Fatiguée de cette inutile exploration, elle allait se retirer après avoir pris un instant de repos sur la pierre, lorsqu’elle vit à ses pieds une feuille de rose froissée et flétrie. Elle la ramassa, la déplia, et s’assura bien que ce ne pouvait être qu’une feuille du bouquet qu’elle avait jeté à Zdenko ; car la montagne ne produisait pas de roses sauvages, et d’ailleurs ce n’était pas la saison. Il n’y en avait encore que dans la serre du château. Ce faible indice la consola de l’apparente inutilité de sa promenade, et la laissa de plus en plus persuadée que c’était au Schreckenstein qu’il fallait espérer de découvrir Albert.
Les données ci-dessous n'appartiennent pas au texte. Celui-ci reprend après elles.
PR #15, opened 2017-01-01
some frames don't have file names, which was leading to a null pointe…

alanruttenberg:
…r exception when a string was made for the (null) pathname


alanruttenberg:
fixes #20

easye:
Merged with <https://github.com/armedbear/abcl/commit/55066d1e4c250295954baa432d77e927ecfdd116> <http://abcl.org/trac/changeset/14953>

PR #23, opened 2017-01-05
Make compiling error message less cryptic

### LINKED ISSUE #22: Cryptic error while compiling <http://abcl.org/trac/ticket/431#ticket>
In slime, compiling region with, e.g.,  `(defun foo () (return-from bar nil))` gives a message about there being a program error with no further information

alanruttenberg:
fixes #22


easye:
Merged with <http://abcl.org/trac/changeset/14951> <https://github.com/armedbear/abcl/commit/a44ccb34b023416298333e56afb861a4eaf75e04>

PR #25, opened 2017-01-13
JSS syntax for fields

alanruttenberg:
<thing> is either {<lisp expression>} or a class name or abbreviation that find-java-class can use
  If <thing> is a lisp expression, then it is evaluated (in the lexical environment) and used as an instance
  If <thing> is a class name the result of find-java-class is used and a static field access is done.

<field> is either {<lisp expression} or string
  If <field> is a lisp expression it should evaluate to a string that names a field
  If <field> is a string (no quotes) it is used as the field name

eg. #"foo.bar.baz" -> (get-java-field (find-java-class 'foo.bar) "baz" t)
    #"{foo}.baz" -> (get-java-field (find-java-class foo) "baz" t)


alanruttenberg:
Would have done this to gitlab, but push to master is being rejected.

    13217 lori@den-hackintosh ~/repos/abcl/ % git push gitlab HEAD:master
    git push gitlab HEAD:master
    Counting objects: 8, done.
    Delta compression using up to 8 threads.
    Compressing objects: 100% (8/8), done.
    Writing objects: 100% (8/8), 2.48 KiB | 0 bytes/s, done.
    Total 8 (delta 4), reused 0 (delta 0)
    remote: GitLab: You are not allowed to push code to protected branches on this project.        
    To https://gitlab.common-lisp.net/abcl/abcl.git
     ! [remote rejected]   HEAD -> master (pre-receive hook declined)

easye:
Closed with <https://github.com/armedbear/abcl/commit/1028ea22b45510c950d98d6ad252ce0088a995a4>

Ferada:
The tests need some fixing, the last one should be using `JAVA:JSTATIC` since that's not imported; the penultimate references `CL-USER::PRINT-DB`, undefined and shouldn't be in that package anyway. Can it be removed or what's the intention? The timing loop also looks like it depends on the machine? At least on my laptop it's about ten times what the tests requires here.

Fixes here https://github.com/Ferada/abcl/commit/78414260a3ecba93673a8181e37274aa2bcaba31 but I'll make a separate PR anyway.

PR #13, opened 2016-12-14
Figured out how to let arglist get saved during build. Record source …

alanruttenberg:
…etc. for top-level closures. Also, once #'delete is available, don't allow duplicate source entries

PR #27, opened 2017-01-17
Use this pull instead of Pull #13 - make arglist get saved during build

alanruttenberg:
I rebased the remaining change on master.

### DIFF
--- a/src/org/armedbear/lisp/precompiler.lisp
+++ b/src/org/armedbear/lisp/precompiler.lisp
@@ -1191,29 +1191,35 @@
                            ,@decls
                            ,@(when doc `(,doc))
                            (block ,block-name ,@body))))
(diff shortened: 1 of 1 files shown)


easye:
As far as I can tell, the contents of this patch already exist in SVN, so rejecting.

easye:
After discovering in <https://github.com/armedbear/abcl/issues/29> that not all parts in SVN commits are necessarily present in <github.com/armedbear/abcl:master>, I need to re-examine this request with filesystem diffs.

alanruttenberg:
Yes, I compared to master before submitting.

easye:
Merged with <https://github.com/armedbear/abcl/commit/76d075ee23a6ab4a06a74a642127553a242f9b87>

PR #30, opened 2017-01-17
Fix regression of ansi test describe.x due to abcl-introspect function name computation

alanruttenberg:
ansi-test describe.* were failing because they tried to describe
'cl:lambda, and there was an error printing the symbol-function.
That's documented at http://abcl.org/trac/ticket/438

In the process of tracking this down I found other cases that might be
problematic and so revised any-function-name, maybe-jss-function, and
print-object to avoid those problems.


easye:
Merged with 
<http://abcl.org/trac/changeset/14958>
<https://github.com/armedbear/abcl/commit/6a5549c2c12492004915182452fa599d922b1279>

PR #33, opened 2017-01-21
printing macro objects fix

alanruttenberg:
printing of MacroObjects was broken (returned by, e.g., sys::environment-all-functions) . Also bit of customization for function printing. (setting *function-print-object-prefix* to "" should make print-object for functions agree with #"printObject" at least for top-level functions)


easye:
Merged with https://github.com/armedbear/abcl/commit/86926a5287a16df3e384113e8742a72732aa1f8a

PR #35, opened 2017-01-23
chain is documented to return the last value, but wasn't. Now it does

alanruttenberg:


easye:
Merged with <https://github.com/armedbear/abcl/commit/2d35b92b6d8d643695f2fe5afba1fd72b7d5ee44>

PR #36, opened 2017-01-23
a component :jdk-jar, a jar file where the pathname and name are rela…

alanruttenberg:
…tive to java home


alanruttenberg:
Couldn't figure out any other way to force asdf to look at a file outside the system directory.

easye:
Merged with <https://github.com/armedbear/abcl/commit/1faa514ac9a4bdf6a4cbe1d151bf4afc83be3d51>

PR #387, opened 2021-09-06
Remove confusing comment in example

Uthar:
Seems to have been copied by mistake from lisp-to-java/Main.java


easye:
Thanks for the patch!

Mais dans quel antre de cette montagne impénétrable était-il donc caché ? il n’y était donc pas à toute heure, ou bien il était plongé, en ce moment, dans un accès d’insensibilité cataleptique ; ou bien encore Consuelo s’était trompée en attribuant à sa voix quelque pouvoir sur lui, et l’exaltation qu’il lui avait montrée n’était qu’un accès de folie qui n’avait laissé aucune trace dans sa mémoire. Il la voyait, il l’entendait peut-être maintenant, et il se riait de ses efforts, et il méprisait ses inutiles avances.